Select and copy out every line in the records containing "find".

Top of Study material

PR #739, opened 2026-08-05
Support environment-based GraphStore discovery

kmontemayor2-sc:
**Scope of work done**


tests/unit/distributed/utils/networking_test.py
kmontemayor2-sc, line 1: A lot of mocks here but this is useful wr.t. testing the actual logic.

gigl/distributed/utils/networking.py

Bottom of Study material
Top of Study material

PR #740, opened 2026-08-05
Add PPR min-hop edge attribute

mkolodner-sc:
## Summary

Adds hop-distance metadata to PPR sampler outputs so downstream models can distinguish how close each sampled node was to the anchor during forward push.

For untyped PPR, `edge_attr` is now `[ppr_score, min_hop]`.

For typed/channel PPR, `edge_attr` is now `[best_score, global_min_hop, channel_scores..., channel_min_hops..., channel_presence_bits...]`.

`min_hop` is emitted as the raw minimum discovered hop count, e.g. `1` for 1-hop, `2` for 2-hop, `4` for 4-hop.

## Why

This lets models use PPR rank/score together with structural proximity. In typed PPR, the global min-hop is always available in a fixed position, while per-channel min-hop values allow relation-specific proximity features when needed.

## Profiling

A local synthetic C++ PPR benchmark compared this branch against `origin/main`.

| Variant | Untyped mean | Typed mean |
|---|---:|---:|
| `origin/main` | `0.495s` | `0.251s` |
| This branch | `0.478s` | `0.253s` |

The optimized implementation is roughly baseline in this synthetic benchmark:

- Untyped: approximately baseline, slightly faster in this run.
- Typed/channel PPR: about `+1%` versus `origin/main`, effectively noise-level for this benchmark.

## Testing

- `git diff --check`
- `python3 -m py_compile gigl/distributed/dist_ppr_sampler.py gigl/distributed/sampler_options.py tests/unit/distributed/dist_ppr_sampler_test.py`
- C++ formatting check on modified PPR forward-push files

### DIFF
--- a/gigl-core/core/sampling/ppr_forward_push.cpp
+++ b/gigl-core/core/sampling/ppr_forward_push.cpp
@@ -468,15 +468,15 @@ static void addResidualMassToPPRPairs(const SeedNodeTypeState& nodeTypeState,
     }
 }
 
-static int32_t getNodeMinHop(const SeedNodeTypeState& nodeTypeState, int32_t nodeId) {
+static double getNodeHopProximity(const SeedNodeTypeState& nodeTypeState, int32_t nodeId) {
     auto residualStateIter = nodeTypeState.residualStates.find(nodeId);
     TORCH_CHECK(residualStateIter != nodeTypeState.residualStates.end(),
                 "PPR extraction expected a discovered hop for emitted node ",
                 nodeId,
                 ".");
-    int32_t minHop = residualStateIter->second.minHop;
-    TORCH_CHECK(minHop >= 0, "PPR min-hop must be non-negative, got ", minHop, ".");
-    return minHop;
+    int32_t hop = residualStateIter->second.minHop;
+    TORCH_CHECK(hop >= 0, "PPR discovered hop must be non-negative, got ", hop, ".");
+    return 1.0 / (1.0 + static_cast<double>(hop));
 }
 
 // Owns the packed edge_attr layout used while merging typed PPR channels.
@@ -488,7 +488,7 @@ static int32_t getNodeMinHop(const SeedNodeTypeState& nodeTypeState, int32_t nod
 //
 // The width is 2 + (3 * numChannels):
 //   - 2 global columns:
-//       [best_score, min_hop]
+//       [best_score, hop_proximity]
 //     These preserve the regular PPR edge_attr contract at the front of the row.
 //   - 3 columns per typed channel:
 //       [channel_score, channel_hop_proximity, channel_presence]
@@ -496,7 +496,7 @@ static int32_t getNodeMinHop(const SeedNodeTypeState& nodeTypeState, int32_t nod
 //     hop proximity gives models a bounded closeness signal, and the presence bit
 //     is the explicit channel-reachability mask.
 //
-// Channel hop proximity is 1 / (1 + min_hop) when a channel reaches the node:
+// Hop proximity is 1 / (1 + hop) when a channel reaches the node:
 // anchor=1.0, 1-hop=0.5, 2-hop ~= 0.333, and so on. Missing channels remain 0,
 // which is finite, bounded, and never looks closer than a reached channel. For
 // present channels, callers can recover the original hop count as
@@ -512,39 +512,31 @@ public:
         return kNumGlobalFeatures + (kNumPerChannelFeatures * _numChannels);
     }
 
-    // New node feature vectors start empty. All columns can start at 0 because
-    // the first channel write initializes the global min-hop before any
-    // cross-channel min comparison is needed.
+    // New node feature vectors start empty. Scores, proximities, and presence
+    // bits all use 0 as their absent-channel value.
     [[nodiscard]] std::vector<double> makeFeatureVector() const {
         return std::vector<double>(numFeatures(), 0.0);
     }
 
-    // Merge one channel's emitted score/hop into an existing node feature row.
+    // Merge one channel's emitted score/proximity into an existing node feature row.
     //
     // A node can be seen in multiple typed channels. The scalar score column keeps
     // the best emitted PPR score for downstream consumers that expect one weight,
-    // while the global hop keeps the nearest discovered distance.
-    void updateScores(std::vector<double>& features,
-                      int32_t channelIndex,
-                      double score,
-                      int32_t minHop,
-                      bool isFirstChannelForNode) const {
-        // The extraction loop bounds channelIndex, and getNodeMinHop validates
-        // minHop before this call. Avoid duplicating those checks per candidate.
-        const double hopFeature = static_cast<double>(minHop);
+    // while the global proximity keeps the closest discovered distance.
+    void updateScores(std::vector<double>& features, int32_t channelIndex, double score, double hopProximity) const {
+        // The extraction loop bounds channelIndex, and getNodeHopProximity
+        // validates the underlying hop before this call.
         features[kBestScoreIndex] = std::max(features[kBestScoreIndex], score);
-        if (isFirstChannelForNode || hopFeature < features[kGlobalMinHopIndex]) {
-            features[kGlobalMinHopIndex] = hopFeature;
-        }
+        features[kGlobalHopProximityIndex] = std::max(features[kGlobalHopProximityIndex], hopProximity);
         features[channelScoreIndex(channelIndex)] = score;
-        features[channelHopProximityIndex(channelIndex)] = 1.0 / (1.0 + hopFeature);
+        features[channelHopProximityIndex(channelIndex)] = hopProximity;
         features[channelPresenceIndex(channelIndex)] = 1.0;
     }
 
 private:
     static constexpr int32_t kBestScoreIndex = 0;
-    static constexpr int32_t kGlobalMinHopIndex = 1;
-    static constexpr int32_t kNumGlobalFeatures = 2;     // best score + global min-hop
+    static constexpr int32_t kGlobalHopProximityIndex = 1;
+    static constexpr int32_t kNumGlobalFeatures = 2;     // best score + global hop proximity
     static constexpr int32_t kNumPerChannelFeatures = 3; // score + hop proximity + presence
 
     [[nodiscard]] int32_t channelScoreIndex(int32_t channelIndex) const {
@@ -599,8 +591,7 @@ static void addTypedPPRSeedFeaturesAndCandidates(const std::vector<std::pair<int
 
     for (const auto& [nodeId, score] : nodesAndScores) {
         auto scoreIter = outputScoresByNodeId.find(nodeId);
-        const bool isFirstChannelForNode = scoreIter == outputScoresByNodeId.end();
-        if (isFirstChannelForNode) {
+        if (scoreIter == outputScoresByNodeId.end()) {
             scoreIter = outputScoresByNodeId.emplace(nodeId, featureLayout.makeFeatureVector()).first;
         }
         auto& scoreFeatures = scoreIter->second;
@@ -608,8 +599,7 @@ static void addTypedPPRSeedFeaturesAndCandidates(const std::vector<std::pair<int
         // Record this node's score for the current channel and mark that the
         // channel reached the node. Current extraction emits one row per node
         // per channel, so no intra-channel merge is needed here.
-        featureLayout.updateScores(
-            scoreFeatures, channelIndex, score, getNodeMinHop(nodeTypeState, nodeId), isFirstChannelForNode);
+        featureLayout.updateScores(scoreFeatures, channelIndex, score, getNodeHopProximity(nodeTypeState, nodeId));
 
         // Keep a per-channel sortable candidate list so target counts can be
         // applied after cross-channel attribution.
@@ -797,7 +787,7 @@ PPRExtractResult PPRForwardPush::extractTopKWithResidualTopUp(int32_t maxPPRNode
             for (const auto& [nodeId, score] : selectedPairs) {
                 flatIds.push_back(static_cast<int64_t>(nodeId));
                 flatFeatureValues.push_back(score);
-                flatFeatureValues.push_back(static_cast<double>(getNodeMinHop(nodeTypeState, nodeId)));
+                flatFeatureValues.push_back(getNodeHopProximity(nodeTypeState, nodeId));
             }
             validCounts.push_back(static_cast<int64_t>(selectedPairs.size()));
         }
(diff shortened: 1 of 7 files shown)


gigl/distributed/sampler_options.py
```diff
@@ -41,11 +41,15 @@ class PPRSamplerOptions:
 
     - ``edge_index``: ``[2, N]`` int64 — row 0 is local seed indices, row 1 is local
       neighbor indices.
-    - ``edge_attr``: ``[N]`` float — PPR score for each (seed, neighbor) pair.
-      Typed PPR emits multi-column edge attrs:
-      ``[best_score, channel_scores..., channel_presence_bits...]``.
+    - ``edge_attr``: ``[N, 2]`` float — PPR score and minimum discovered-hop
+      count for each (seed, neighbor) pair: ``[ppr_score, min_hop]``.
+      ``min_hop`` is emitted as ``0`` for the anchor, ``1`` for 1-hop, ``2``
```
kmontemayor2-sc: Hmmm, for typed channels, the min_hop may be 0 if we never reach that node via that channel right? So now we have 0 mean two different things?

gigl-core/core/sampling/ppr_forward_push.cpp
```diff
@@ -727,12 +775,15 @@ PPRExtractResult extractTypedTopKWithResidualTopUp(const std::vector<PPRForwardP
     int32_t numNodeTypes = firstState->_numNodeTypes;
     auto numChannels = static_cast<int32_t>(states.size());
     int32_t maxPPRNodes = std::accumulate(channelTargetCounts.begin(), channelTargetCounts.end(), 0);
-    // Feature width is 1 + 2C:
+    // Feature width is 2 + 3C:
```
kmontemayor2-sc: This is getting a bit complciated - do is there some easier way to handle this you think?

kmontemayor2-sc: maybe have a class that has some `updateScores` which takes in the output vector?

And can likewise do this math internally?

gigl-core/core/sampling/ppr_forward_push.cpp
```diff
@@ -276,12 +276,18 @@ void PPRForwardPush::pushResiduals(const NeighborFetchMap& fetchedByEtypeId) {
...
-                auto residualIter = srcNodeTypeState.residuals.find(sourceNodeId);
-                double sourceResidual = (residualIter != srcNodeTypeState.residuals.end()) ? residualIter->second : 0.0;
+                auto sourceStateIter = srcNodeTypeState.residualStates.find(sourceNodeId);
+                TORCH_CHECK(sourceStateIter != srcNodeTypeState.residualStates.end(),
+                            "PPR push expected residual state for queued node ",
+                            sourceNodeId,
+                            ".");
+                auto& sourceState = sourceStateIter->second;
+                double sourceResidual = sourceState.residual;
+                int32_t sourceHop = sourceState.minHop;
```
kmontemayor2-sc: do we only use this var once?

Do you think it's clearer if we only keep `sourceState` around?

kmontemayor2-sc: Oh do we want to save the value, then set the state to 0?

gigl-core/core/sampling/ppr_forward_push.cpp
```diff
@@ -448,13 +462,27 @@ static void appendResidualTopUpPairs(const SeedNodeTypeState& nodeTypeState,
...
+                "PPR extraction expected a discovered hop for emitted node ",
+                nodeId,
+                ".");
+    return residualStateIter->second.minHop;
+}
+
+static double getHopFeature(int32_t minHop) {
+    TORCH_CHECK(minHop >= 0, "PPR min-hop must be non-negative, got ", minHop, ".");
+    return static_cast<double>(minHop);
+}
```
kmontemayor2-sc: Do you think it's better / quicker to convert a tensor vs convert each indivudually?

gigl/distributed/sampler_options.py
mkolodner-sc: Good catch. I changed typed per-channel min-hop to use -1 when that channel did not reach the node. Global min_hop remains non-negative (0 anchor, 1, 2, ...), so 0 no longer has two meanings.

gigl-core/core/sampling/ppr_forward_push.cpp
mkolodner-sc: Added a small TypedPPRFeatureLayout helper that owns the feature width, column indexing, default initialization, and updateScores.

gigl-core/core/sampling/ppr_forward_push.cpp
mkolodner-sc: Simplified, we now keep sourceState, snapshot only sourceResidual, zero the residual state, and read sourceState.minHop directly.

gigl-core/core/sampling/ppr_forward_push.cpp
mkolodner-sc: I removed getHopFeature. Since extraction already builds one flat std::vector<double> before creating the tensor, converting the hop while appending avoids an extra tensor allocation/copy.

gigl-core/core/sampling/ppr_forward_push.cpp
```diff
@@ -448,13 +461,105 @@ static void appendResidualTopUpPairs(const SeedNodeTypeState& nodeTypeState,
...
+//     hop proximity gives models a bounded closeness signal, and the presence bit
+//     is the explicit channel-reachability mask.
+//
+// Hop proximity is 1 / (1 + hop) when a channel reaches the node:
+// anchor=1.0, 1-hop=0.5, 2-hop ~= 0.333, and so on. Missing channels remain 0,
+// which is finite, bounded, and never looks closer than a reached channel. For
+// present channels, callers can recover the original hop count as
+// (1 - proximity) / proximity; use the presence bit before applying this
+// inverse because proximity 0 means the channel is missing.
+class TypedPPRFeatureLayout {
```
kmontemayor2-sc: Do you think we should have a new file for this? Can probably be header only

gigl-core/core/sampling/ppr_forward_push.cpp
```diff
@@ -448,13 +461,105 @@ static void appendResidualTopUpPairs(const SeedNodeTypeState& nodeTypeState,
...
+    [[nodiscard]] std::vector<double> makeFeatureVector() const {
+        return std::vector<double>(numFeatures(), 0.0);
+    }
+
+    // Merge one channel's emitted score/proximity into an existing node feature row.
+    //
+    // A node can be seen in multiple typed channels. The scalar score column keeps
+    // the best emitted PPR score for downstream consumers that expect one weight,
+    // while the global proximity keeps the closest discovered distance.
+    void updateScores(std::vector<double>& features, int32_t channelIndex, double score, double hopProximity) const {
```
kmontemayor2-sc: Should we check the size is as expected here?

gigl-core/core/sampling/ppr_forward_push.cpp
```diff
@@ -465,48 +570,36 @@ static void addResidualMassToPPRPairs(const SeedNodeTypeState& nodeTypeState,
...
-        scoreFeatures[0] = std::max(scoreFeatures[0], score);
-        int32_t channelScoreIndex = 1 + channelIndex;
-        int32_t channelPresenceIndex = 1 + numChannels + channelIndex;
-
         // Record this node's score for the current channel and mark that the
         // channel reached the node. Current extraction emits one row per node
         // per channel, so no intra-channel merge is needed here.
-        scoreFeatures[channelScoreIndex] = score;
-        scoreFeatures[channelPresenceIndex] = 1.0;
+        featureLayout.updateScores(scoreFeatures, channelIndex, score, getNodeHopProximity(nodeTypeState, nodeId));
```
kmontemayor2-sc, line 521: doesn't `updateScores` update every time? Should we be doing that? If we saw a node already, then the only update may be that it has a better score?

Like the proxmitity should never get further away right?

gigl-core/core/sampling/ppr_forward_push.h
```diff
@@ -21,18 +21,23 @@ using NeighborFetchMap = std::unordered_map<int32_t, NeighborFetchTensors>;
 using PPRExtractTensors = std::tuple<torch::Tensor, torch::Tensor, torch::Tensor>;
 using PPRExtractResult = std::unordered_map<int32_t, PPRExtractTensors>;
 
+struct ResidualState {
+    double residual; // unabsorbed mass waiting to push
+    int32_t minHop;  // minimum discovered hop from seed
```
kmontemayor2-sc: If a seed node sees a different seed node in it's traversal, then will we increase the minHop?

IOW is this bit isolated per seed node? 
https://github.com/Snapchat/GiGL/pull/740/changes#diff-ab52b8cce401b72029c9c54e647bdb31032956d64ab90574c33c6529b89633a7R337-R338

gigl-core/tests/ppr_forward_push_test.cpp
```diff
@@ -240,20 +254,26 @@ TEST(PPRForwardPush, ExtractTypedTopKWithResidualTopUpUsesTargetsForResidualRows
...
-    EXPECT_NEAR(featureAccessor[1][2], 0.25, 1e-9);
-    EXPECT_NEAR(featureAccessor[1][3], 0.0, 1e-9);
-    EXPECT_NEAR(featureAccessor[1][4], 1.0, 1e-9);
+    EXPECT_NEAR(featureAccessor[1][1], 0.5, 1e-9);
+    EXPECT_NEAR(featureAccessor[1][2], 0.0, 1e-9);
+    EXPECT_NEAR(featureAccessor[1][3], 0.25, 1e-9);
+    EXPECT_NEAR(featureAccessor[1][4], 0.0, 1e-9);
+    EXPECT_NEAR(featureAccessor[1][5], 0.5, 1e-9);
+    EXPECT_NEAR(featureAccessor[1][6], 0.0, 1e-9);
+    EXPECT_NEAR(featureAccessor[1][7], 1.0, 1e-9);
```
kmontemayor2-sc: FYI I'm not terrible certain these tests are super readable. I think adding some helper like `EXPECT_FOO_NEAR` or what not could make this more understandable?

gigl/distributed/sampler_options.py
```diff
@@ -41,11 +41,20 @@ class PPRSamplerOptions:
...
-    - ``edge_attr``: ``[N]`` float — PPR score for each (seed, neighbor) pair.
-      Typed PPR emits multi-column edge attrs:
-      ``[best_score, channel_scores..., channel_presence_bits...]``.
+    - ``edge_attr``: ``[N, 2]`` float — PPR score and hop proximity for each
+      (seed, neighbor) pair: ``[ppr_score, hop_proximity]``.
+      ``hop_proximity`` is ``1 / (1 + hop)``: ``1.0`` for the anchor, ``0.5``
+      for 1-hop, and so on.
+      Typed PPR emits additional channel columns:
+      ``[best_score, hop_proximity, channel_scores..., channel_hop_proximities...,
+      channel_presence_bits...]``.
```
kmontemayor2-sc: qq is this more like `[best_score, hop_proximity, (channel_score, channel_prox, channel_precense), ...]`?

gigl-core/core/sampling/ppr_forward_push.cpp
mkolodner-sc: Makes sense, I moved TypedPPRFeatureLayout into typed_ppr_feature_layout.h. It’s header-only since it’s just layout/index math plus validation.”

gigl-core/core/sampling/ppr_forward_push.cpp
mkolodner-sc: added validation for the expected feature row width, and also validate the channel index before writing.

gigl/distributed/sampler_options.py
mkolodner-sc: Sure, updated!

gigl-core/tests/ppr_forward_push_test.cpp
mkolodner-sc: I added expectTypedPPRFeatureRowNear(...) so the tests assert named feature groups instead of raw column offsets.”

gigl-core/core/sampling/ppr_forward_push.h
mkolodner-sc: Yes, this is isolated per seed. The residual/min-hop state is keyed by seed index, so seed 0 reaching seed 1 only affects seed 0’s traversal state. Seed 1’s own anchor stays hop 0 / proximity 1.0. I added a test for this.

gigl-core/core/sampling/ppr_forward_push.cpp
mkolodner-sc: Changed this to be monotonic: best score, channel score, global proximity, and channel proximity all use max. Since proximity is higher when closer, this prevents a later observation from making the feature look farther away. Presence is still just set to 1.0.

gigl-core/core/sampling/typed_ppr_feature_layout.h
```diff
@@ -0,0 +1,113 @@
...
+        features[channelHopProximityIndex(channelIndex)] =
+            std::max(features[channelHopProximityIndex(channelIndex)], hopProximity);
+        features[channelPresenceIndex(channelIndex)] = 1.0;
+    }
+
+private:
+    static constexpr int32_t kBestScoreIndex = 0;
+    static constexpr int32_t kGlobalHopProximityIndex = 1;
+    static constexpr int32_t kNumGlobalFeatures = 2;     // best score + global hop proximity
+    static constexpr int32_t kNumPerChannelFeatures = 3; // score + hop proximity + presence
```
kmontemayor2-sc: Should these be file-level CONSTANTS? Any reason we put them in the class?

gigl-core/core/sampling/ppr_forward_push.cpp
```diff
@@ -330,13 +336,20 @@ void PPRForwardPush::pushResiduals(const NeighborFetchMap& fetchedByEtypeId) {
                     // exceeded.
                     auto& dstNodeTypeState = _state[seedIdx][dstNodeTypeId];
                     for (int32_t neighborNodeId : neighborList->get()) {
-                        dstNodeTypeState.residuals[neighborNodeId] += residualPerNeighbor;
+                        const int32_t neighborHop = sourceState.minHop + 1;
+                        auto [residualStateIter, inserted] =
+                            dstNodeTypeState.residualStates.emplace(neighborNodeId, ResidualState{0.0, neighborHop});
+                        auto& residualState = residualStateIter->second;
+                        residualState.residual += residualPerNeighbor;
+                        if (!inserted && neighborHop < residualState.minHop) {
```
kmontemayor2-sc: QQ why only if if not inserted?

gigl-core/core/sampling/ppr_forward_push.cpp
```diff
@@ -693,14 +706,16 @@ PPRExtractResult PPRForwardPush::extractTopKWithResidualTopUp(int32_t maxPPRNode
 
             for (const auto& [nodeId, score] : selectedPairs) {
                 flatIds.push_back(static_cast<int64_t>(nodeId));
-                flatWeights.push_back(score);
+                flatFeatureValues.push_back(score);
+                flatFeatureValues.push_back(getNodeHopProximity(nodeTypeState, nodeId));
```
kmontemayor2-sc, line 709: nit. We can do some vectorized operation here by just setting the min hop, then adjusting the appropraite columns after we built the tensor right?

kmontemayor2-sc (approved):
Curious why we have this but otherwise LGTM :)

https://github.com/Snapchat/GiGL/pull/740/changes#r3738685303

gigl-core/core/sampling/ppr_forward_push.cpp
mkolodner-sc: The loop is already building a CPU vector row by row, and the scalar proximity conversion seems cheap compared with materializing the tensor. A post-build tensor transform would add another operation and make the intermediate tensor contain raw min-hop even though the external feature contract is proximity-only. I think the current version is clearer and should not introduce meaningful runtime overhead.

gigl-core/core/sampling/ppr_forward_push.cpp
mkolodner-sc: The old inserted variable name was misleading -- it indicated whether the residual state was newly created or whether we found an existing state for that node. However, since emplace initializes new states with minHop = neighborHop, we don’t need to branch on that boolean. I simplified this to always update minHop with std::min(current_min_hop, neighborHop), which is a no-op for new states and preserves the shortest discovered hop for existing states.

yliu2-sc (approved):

Bottom of Study material

Output of the task >>
     auto residualStateIter = nodeTypeState.residualStates.find(nodeId);
         auto scoreIter = outputScoresByNodeId.find(nodeId);
-                auto residualIter = srcNodeTypeState.residuals.find(sourceNodeId);
+                auto sourceStateIter = srcNodeTypeState.residualStates.find(sourceNodeId);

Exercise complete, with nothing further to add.